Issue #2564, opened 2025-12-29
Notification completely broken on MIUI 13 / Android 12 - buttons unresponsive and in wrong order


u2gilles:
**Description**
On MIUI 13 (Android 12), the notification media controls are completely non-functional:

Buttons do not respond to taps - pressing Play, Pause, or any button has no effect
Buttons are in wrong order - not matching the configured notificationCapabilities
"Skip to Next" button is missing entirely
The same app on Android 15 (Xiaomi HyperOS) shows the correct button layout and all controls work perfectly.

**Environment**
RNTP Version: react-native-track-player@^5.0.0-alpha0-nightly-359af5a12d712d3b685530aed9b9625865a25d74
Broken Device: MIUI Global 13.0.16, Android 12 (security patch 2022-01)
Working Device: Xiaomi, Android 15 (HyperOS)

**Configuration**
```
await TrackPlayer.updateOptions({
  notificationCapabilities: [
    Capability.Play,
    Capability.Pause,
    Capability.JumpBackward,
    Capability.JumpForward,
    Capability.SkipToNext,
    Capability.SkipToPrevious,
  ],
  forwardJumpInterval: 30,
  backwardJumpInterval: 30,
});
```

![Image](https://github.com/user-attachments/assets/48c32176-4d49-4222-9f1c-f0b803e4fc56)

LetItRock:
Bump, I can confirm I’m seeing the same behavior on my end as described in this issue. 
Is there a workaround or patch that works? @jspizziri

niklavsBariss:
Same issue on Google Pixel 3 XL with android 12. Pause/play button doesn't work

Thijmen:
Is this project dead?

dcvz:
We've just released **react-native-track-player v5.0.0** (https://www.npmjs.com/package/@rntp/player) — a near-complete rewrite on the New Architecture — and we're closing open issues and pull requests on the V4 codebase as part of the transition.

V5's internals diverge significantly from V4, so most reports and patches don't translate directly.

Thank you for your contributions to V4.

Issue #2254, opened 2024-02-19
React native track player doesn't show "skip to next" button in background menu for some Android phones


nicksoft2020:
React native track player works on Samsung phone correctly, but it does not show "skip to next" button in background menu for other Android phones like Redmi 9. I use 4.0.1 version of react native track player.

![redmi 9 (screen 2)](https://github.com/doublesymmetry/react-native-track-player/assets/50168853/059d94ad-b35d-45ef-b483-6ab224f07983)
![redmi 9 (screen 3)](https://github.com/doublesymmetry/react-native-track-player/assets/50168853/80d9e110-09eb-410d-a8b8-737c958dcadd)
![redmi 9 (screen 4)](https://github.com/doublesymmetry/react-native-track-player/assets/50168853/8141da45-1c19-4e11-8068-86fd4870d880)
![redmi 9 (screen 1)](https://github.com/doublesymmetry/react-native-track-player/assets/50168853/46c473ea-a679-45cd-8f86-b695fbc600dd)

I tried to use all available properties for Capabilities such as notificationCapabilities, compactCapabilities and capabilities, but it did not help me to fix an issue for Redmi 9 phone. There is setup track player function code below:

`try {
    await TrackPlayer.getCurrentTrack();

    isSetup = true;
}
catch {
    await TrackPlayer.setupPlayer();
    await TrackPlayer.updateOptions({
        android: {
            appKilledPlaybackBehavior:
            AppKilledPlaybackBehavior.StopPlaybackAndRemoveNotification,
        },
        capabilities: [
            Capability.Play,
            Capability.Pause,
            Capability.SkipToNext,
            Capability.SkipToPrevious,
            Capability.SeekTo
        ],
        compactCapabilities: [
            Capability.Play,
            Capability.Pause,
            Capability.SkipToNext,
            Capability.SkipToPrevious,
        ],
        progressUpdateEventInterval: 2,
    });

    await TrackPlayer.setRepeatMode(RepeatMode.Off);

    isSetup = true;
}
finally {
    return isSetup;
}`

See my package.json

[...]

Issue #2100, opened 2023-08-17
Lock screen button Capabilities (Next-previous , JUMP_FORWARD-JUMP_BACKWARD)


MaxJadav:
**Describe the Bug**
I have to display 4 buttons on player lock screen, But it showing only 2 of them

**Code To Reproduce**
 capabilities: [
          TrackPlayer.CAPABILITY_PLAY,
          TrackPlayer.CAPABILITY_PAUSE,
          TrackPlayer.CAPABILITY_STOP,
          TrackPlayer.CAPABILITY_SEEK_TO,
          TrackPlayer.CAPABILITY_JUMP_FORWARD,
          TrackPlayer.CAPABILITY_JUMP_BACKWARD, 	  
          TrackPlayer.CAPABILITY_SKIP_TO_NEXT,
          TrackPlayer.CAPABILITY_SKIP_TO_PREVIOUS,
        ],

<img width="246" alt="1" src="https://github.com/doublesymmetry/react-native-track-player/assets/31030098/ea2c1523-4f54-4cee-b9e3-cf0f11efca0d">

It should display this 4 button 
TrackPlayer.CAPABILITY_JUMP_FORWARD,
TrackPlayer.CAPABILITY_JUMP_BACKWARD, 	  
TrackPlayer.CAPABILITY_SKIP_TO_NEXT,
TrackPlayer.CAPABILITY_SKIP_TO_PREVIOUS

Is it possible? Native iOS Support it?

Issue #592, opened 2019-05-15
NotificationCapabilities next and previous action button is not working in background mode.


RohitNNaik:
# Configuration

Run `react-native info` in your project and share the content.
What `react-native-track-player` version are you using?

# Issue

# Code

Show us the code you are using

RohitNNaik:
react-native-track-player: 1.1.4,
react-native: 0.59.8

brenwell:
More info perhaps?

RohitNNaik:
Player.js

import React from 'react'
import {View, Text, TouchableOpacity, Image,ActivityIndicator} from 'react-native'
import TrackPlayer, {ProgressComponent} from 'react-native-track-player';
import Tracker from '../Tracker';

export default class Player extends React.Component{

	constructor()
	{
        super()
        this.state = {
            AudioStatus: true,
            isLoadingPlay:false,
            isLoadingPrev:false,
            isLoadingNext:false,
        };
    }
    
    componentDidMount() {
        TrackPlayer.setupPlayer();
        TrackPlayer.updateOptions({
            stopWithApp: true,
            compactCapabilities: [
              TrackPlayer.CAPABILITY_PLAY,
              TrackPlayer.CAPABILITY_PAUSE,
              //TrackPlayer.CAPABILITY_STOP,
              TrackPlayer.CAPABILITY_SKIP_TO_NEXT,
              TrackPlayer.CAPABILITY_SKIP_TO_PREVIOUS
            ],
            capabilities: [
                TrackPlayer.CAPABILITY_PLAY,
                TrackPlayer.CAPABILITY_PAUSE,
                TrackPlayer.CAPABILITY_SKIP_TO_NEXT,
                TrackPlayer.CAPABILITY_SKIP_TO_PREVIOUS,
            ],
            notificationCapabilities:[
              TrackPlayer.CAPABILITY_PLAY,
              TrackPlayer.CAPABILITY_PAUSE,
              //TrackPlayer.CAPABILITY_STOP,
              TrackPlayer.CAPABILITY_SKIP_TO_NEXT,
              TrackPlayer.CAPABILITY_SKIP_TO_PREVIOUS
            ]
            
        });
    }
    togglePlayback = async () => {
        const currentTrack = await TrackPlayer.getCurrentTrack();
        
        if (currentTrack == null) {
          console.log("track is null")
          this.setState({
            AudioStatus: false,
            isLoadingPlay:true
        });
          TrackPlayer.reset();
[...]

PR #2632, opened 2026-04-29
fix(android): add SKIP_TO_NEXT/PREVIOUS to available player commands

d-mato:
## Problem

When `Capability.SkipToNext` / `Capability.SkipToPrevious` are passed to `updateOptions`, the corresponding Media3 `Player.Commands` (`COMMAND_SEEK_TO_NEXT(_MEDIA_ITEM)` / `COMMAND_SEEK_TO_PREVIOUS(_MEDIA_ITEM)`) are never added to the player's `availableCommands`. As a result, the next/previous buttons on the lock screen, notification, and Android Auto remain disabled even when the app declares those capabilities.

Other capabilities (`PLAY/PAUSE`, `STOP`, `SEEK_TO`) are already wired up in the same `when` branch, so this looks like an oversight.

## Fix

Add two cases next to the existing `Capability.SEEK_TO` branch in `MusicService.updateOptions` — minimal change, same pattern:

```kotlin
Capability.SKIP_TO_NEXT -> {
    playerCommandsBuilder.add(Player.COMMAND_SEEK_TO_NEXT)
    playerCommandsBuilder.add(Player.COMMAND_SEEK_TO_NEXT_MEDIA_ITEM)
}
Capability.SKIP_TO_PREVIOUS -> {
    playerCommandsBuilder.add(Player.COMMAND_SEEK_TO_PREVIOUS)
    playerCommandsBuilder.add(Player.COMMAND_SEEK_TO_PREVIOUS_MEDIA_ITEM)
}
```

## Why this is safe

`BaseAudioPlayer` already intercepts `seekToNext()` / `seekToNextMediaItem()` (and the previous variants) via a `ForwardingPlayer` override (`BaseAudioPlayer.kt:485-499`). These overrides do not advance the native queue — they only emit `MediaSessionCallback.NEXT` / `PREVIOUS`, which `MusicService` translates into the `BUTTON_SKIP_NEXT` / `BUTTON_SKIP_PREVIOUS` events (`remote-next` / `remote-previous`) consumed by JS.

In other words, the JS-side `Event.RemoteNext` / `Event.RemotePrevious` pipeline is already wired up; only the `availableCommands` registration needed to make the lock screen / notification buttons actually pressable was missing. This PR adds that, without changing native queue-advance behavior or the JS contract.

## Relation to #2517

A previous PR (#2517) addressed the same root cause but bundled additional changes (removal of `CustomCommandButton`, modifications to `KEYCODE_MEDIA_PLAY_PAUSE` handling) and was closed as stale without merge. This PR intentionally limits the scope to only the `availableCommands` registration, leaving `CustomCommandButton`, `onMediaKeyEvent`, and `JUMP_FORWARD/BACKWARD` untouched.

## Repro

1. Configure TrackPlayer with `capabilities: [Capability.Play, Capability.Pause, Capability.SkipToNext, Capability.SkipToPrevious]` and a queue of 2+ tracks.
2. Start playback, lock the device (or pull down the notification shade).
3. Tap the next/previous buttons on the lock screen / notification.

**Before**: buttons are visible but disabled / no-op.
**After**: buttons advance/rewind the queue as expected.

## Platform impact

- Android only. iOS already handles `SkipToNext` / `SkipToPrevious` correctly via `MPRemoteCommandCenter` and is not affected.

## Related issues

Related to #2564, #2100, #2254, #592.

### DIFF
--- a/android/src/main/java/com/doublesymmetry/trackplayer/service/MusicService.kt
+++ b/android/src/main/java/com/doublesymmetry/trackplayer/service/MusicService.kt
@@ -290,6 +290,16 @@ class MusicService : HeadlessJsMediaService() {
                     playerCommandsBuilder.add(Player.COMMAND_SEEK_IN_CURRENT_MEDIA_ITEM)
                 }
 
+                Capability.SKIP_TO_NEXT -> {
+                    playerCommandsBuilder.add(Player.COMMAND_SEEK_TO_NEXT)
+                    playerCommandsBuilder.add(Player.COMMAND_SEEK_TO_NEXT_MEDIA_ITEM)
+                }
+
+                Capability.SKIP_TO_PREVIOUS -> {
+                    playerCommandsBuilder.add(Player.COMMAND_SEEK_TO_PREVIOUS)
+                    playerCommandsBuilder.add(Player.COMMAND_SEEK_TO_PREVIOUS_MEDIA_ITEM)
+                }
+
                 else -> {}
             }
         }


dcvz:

■ **Problem**
All lines of the material that contain the string "true" are to be copied.

■ **Your solution**
    isSetup = true;
    isSetup = true;
            AudioStatus: true,
            stopWithApp: true,
            isLoadingPlay:true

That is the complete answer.